### WORK TO BE COMPLETED:
What is needed is an exact retyping of the records below, from the first line through the line that contains "a better way".

### RECORDED DATA:
********************

PR #1365, opened 2019-09-24
Authorities in QA always request context

### LINKED ISSUE #1338: Determine context configuration from `lookupConfig.json`
currently to show context on a QA lookup, we require the Resource Template to state explicitly that context should be used for a particular source, using the "subtype": "context" parameter

a better way to do this would be to simply show context when available. one strategy would be to include in the lookupconfig file an indication of which lookups have context

the problem with the current method is that:
a) schemas used by most resource templates don't support "subtype"; only the recent 2.0.1 schema supports it, and in order to upgrade a profile from 0.0.9 to 2.0.1 a lot of other cleanup is required, with no easy way to do it (Profile Editor does not support some of the cleanup required). -- there is another ticket to make a 0.0.10 schema to include subtype
b) if context becomes available for an existing authority, users have to go back and modify all resource templates if they want to use that context
c) as pointed out by @kirkhess at LC, whether or not to show context is more of a UI instruction than a data shape. If we want our profiles to be more like shareable application profiles, then the profile isn't really the place for this
d) if context is available, we should show it. so we are not really gaining anything by giving profile creators the choice of whether to show context

if we implement this request, then these tickets are not needed:
https://github.com/LD4P/sinopia_profile_editor/issues/245
https://github.com/LD4P/sinopia/issues/252

jermnelson:
If the QA authority doesn't support context still returning expected results. The `InputLookupQA` component handles the presence of context property in the returned result.  Setting this parameter in the Swagger client to always true may have an impact performance but it also means we don't have to set a context property in each authority in `lookupConfig`. 

Closes #1338

### DIFF
--- a/__tests__/utilities/qa.test.js
+++ b/__tests__/utilities/qa.test.js
@@ -1,17 +1,6 @@
 // Copyright 2019 Stanford University see LICENSE for license
 
-import getSearchResults, { isContext } from 'utilities/qa'
-
-describe('isContext()', () => {
-  // check context property is picked up and when property is not present, method returns false
-  it('detects context subproperty in resource template', () => {
-    expect(isContext({ subtype: 'context' })).toEqual(true)
-  })
-
-  it('detects absence of context subproperty in resource template', () => {
-    expect(isContext({})).toBeFalsy()
-  })
-})
+import getSearchResults from 'utilities/qa'
 
 describe('getSearchResults()', () => {
   const template = {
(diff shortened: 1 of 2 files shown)


jermnelson:
> Can point me to some examples for testing?
Hi @justinlittman, I created the following Resource Template that has three properties, the first using the Discogs authorit (that has context), the second with three ShareVDE Instance authorities that all have context, and the last propertyTemplate contains a non-context authority from QA.

[TestingQAContexts.json.zip](https://github.com/LD4P/sinopia_editor/files/3653161/TestingQAContexts.json.zip)

michelleif:
@jermnelson I like this solution, so simple! In the test template on DEV, the third example LCNAF is showing context, which is expected per https://wiki.duraspace.org/display/LD4P2/Authority+Status+for+Lookups+through+QA

I added a 4th field in a template called jpn:qa:tests_additional and put in on DEV, to test an authority that doesn't support context, and it works

michelleif:
@jermnelson @justinlittman does this impact schema 2.0.1? should we deprecate or remove that schema?

PR #1366, opened 2019-09-24
Display flash message instead of console error

jgreben:
When a DropZone file load fails to execute readAsText, save the error message to the `message` state instead of logging it to the console.


jgreben:
ImportProfiles

PR #1370, opened 2019-09-26
Added stable keys and removed use of suspense to stop remounting of c…

### LINKED ISSUE #1306: Nested defaults for literals don't allow for editing
When a PT with a default literal is in a nested RT, the default literal disappears when edit is clicked.

image

In the image above, "n" disappears from the PT when attempting to edit. 
Browser: chrome, opera
RT: WAU:RT:RDA:Work:monograph

justinlittman:
…omponents.

closes #1306


justinlittman:
This problem was caused by components being unnecessarily remounted, which was resetting state. By stopping the remounting, the components correctly maintain state.

michelleif:
asked user who originally reported to verify that it's fixed on DEV, and it is.

PR #1372, opened 2019-09-26
Copy existing Sinopia Resource

### LINKED ISSUE #1361: Copy Sinopia resource
The user should be able to copy an existing Sinopia resource. This means the resource should be loaded, but be unsaved and not have a Sinopia URI.

The copy can be performed from the search results and from the editor window. For the design from search results see https://github.com/LD4P/sinopia/issues/263. For the editor window, a link should be placed next to Preview RDF. (A separate ticket will change the design of that section of the editor.)

jermnelson:
Adds a new Copy link to the Editor tab:
Screen Shot 2019-09-27 at 9 33 08 PM

Clicking on the **Copy** link creates a new message that the resource is copied:
Screen Shot 2019-09-27 at 9 35 34 PM

When a pre-existing (or saved) resource is loaded into the editor tab:
Screen Shot 2019-09-27 at 9 36 36 PM

Clicking on the **Copy** link removes the resourceURI from state and the old URI is displayed in the tab:
Screen Shot 2019-09-27 at 9 37 37 PM

Getting testing errors in `__tests__/components/editor/property/InputValue.test.jsx` and `__tests__/components/editor/property/PropertyPanel.test.js` that also are present in master branch. 

Would close #1361


package.json
```diff
@@ -94,7 +94,7 @@
     "react-dropzone": "^7.0.1",
     "react-hot-loader": "^4.8.4",
     "react-offcanvas": "^0.4.0",
-    "react-redux": "^6.0.0",
+    "react-redux": "^7.1.1",
```
jcoyne: Should this sort of change be in a separate PR?

src/components/editor/ResourceTemplate.jsx
```diff
@@ -33,6 +34,7 @@ class ResourceTemplate extends Component {
         <div id="resourceTemplate" style={{ marginTop: '-30px' }}>
           <section>
             <h1><em>{this.props.resourceTemplate.resourceLabel}</em></h1>
+            <CopyToNewMessage />
```
jcoyne: I wonder if we only want this to show up for a "saved" (has a URI) resource.

jermnelson: I was debating to only enable copy with "saved" (has a URI) but I thought that a user may have filled out a Resource Template first and then would want to do a copy of their work. @michelleif do you have any opinions on this? I'm happy to change the Copy to only be enabled if the source resource has a URI.

package.json
jermnelson: I'm not sure, I needed to upgrade to the `7.1.1` version to use the React hooks `useDispatch`, `useSelector` from this module.

src/components/editor/ResourceTemplate.jsx
jcoyne: Isn't copying an unsaved resource just going to be a no-op?  How could the original source data be preserved if it wasn't first saved?

justinlittman: I'm in agreement as well -- The link should be disabled for an unsaved resource.

__tests__/components/editor/CopyToNewButton.test.js
```diff
@@ -0,0 +1,71 @@
...
+
+import React from 'react'
+import { createStore } from 'redux'
+import CopyToNewButton from 'components/editor/CopyToNewButton'
+import appReducer from 'reducers/index'
+/* eslint import/no-unresolved: 'off' */
+import { renderWithRedux } from 'testUtils'
+import { fireEvent, wait } from '@testing-library/react'
+
+test('Link button value of Copy', () => {
```
justinlittman: test is OK, but can also use decribe / it.

__tests__/components/editor/CopyToNewMessage.test.js
```diff
@@ -0,0 +1,64 @@
...
+        copyToNewMessage: {
+          show: true,
+        },
+      },
+    },
+  })
+  const { container } = renderWithRedux(
+    <CopyToNewMessage />, store,
+  )
+  expect(container.querySelector('.alert-info')).toBeInTheDocument()
```
justinlittman: Would be preferable to search for text rather than class.

justinlittman: I'm confused. What is being displayed here?

src/components/editor/Editor.jsx
```diff
@@ -35,21 +36,22 @@ const Editor = (props) => {
       <AuthenticationMessage />
       <div className="row">
         <section className="col-md-3" style={{ float: 'right', width: '320px' }}>
+          <CopyToNewButton id="copy-new" />
```
justinlittman: Why are you passing id as a prop?

src/reducers/entities.js
```diff
@@ -21,6 +21,23 @@ export const clearResourceTemplates = (state) => {
   return newState
 }
 
+// Takes current user and optional uri and removes resourceURI
+export const copyResourceToEditor = (state, action) => {
+  const newState = { ...state }
+  const uri = action.uri
+
+  if (uri !== undefined) {
```
justinlittman: Copy from search is going to have to be handled a different way, as loading the resource should not be done in reducer. I suspect it can simply be done as an additional parameter on retrieveResource thunk that would omit setting the URI.

justinlittman:
Also, I think you might need a few test tweaks as well.

src/components/editor/ResourceTemplate.jsx
jermnelson: 👍

__tests__/components/editor/CopyToNewMessage.test.js
jermnelson: This just displays a short message of what the source resource URI used for the copy.

src/components/editor/ResourceTemplate.jsx
jermnelson: Done, commit push up to only enable the Copy button when a resource has an existing URI.

src/components/editor/Editor.jsx
jermnelson: Removed id

src/reducers/entities.js
jermnelson: 👍

__tests__/components/editor/CopyToNewMessage.test.js
jermnelson: Removed this particular test as it no longer being displayed if a user hits copy on an unsaved resource.

PR #1373, opened 2019-09-26
Pass search error message from sinopiaServer function to view

jgreben:
Pass error message and zero search results to redux search state when search fetch fails in order to display a failed search connection message. UPDATED GIF!:

SearchAlert

### DIFF
--- a/src/sinopiaServer.js
+++ b/src/sinopiaServer.js
@@ -193,5 +193,9 @@ export const getSearchResults = async (query, queryFrom = 0) => {
         title: row._source.label,
       })),
     }))
-    .catch(error => console.error(error))
+    .catch(err => ({
+      totalHits: 0,
+      results: [],
+      error: err,
+    }))
 }
--- a/.eslintrc.js
+++ b/.eslintrc.js
@@ -215,6 +215,12 @@ module.exports = {
       "rules": {
         "import/no-unresolved": "off"
       }
+    },
+    {
+      "files": ["src/actions/index.js"],
+      "rules": {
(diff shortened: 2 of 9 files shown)


src/sinopiaServer.js
```diff
@@ -193,5 +193,11 @@ export const getSearchResults = async (query, queryFrom = 0) => {
         title: row._source.label,
       })),
     }))
-    .catch(error => console.error(error))
+    .catch(error => {
+      return ({
+        totalHits: 0,
+        results: [],
+        error: 'There was a problem retrieving search results. Please try again later.',
```
justinlittman: Please provide the actual error. And remove `Please try again later` as it may not work later depending on the error.

jgreben: > Also, should display message similar to other warnings. (Top of screen, dismissable, full width.)
> 
top of screen is fine, but If the error message is dismissed, and then the user tries subsequent search (without refreshing the page) the error will not reappear. This drawback can maybe overcome by changing SearchResultsMessage() to a Component with constructor props (I tried and failed to make it work using react state hooks), but I ultimately left out the dismiss-able element because (as seen in the GIF) if you perform a successful search (or even just a successful connection to search with zero results) the message clears itself. That said, I am fine trying to re-work the component if making it dismiss-able is a priority.

justinlittman: Dismissable is not a top priority.

jgreben: I found a way to do it using react hooks and drawing from the example in the Editor component.

PR #1376, opened 2019-09-27
Handle QA searches async and independently.

### LINKED ISSUE #1356: Evaluate improving response speed on QA lookups
Review our code and look for performanc bottlenecks. (Up to 2 hour evaluating.)

Note in particular, the use of Promises.all(). 
Create additional followup tickets and link to #1346.

justinlittman:
closes #1356

### DIFF
--- a/src/actions/index.js
+++ b/src/actions/index.js
@@ -1,5 +1,5 @@
 // Copyright 2019 Stanford University see LICENSE for license
-/* eslint max-params: ["warn", 4] */
+/* eslint max-params: ["warn", 5] */
 
 export const loadingQaResults = () => ({
   type: 'LOADING_QA_RESULTS',
--- a/src/components/editor/property/InputLookupQA.jsx
+++ b/src/components/editor/property/InputLookupQA.jsx
@@ -1,6 +1,6 @@
 // Copyright 2019 Stanford University see LICENSE for license
 
-import React, { useState } from 'react'
+import React, { useState, useRef } from 'react'
 import { Typeahead, asyncContainer } from 'react-bootstrap-typeahead'
 import PropTypes from 'prop-types'
 import SinopiaPropTypes from 'SinopiaPropTypes'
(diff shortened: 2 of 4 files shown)


justinlittman:
In local dev, an example of a InputLookupQA configured with multiple authorities is Monograph Work (BIBFRAME) > Subject of the Work.

You should expect:
* Results are displayed from authorities as they come in. (Rather than wait for all authorities to come in.)
* You should only see results from one search at a time. (So, as you modify your query, results from different searches shouldn't be mixed.)

src/actions/index.js
```diff
@@ -1,5 +1,5 @@
 // Copyright 2019 Stanford University see LICENSE for license
-/* eslint max-params: ["warn", 4] */
+/* eslint max-params: ["warn", 5] */
```
jcoyne: I don't understand why this should change if nothing else in the file changed.

src/components/editor/property/InputLookupQA.jsx
```diff
@@ -23,16 +23,39 @@ const AsyncTypeahead = asyncContainer(Typeahead)
 //  based on values in propertyTemplate.valueConstraint.useValuesFrom
 //  and the lookupConfig for the URIs has component value of 'lookup'
 const InputLookupQA = (props) => {
-  const [authorities, setAuthorities] = useState([])
+  const triggerRenderState = useState('')
```
jcoyne: can this be `const [_, setTriggerRender] = ...`

src/components/editor/property/InputLookupQA.jsx
```diff
@@ -23,16 +23,39 @@ const AsyncTypeahead = asyncContainer(Typeahead)
...
+
+    // resultPromises is an array of Promise<authority>
+    const resultPromises = getSearchResults(query, props.propertyTemplate)
+    resultPromises.forEach((resultPromise) => {
+      resultPromise.then((authority) => {
+        // Only use these results if not cancelled.
+        if (!token.cancel) {
+          allAuthorities.current.push(authority)
+          // Changing state triggers re-render.
+          setTriggerRender(authority)
```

********************

### COMPLETED TASK:
PR #1365, opened 2019-09-24
Authorities in QA always request context

### LINKED ISSUE #1338: Determine context configuration from `lookupConfig.json`
currently to show context on a QA lookup, we require the Resource Template to state explicitly that context should be used for a particular source, using the "subtype": "context" parameter

a better way to do this would be to simply show context when available. one strategy would be to include in the lookupconfig file an indication of which lookups have context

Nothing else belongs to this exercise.